**Activity:**
Below are some records; find each line that carries the word "clone" and copy it.

** Opening Data for review block **

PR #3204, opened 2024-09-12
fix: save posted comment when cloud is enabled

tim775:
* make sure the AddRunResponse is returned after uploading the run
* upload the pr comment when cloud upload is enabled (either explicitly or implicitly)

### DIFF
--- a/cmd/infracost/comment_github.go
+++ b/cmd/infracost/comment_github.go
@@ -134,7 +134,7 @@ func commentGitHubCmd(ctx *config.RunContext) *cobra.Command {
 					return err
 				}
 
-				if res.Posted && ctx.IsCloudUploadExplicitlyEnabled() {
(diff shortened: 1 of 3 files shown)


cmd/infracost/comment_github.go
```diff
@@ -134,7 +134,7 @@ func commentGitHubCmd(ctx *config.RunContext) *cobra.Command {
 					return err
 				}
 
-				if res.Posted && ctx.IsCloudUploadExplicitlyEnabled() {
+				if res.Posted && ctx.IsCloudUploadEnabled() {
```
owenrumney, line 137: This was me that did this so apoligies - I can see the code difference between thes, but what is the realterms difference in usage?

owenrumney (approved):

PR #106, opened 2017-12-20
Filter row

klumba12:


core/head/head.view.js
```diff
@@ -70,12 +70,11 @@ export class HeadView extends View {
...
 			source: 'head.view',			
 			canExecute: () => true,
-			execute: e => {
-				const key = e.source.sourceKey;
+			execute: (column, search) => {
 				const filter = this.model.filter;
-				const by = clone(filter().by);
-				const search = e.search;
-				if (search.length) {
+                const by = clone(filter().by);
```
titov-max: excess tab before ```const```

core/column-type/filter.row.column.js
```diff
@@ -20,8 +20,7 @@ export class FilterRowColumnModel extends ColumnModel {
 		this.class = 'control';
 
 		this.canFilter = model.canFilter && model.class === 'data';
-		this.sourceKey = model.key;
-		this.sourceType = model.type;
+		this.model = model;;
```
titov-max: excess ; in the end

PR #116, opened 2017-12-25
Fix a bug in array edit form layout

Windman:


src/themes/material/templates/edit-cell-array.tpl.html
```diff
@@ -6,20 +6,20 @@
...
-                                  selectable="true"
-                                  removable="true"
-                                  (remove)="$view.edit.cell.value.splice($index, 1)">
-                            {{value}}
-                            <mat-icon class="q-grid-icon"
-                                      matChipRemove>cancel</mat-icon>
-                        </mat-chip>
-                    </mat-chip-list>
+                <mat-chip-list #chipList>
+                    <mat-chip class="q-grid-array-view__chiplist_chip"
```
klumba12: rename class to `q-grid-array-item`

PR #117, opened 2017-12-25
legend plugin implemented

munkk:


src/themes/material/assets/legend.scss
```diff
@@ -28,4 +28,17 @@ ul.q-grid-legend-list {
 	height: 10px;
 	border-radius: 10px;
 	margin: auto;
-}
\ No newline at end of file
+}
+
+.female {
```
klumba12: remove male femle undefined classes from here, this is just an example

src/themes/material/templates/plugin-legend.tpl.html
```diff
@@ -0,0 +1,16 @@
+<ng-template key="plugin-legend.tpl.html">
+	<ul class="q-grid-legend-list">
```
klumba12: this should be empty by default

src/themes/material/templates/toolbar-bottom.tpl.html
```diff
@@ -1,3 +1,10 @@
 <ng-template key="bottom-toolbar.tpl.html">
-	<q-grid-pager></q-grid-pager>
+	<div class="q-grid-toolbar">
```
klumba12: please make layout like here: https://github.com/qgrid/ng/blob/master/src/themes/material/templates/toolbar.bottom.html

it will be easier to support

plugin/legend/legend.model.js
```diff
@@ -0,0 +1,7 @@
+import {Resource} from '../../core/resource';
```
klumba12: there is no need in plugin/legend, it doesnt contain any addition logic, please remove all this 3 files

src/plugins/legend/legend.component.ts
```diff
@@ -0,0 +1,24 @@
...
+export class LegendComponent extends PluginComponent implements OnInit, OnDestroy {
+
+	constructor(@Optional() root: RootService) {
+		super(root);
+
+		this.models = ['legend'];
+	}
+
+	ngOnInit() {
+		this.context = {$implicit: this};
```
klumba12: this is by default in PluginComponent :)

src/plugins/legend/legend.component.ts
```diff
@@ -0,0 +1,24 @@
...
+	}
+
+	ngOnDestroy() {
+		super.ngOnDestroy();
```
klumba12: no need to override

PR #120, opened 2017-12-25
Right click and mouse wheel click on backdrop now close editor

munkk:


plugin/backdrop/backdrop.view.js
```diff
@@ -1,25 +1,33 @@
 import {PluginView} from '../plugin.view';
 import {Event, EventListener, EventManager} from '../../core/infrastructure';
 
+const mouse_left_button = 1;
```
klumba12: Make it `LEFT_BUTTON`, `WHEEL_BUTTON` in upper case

** Closing Data for review block **
** Opening Data for review block **

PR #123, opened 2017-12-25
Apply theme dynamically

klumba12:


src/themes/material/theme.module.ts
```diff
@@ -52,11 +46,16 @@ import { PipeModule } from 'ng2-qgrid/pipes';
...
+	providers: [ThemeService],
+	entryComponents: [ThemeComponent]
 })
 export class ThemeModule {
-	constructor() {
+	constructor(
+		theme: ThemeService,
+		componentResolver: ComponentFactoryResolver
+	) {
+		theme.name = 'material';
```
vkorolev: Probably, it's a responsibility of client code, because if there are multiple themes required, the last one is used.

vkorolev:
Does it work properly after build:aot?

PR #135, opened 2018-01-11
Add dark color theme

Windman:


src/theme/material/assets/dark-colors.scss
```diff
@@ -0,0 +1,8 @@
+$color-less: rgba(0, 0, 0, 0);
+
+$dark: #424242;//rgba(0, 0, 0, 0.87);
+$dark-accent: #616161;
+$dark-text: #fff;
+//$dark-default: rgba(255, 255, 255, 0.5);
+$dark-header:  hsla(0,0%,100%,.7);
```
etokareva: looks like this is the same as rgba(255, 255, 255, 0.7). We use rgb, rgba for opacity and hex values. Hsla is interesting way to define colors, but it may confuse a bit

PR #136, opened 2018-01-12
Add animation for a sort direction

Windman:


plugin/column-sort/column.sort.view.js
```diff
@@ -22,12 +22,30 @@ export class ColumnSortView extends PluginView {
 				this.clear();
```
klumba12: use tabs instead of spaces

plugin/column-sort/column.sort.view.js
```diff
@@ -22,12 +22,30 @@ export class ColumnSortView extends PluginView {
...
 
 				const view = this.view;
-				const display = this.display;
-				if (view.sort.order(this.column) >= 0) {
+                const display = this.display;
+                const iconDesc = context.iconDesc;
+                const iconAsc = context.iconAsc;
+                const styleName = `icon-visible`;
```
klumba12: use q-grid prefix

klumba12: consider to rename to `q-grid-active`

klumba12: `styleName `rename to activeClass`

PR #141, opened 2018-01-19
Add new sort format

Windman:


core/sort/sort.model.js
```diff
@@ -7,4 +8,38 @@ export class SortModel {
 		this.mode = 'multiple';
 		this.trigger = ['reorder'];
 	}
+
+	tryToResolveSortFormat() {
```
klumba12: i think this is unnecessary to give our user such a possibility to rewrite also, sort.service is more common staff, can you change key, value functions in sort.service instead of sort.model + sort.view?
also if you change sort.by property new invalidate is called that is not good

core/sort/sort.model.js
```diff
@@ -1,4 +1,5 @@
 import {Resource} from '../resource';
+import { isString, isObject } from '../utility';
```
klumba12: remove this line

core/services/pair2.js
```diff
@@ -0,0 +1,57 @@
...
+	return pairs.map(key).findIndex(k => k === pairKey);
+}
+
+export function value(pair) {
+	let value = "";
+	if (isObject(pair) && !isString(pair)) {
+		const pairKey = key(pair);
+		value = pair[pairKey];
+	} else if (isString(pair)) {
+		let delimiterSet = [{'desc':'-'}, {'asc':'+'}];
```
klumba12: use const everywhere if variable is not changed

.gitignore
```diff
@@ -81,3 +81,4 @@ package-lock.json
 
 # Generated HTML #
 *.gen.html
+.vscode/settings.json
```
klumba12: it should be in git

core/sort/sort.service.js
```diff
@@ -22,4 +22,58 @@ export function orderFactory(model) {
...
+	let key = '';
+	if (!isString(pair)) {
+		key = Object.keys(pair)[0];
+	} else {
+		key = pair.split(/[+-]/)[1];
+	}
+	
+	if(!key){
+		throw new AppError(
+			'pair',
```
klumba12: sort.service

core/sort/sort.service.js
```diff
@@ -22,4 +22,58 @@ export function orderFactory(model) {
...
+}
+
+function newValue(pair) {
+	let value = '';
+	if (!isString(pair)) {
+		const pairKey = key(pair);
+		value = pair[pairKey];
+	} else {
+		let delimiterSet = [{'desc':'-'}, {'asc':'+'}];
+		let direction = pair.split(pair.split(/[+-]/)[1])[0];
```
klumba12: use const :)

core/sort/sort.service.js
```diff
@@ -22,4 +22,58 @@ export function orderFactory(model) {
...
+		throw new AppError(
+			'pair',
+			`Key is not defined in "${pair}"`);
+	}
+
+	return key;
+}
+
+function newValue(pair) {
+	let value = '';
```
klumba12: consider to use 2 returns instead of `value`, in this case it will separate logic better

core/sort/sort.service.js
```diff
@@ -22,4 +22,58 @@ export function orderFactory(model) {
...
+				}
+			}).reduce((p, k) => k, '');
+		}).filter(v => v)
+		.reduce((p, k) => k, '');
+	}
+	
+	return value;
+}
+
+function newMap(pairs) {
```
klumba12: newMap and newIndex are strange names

** Closing Data for review block **

**Answer box:**
-				const by = clone(filter().by);
+                const by = clone(filter().by);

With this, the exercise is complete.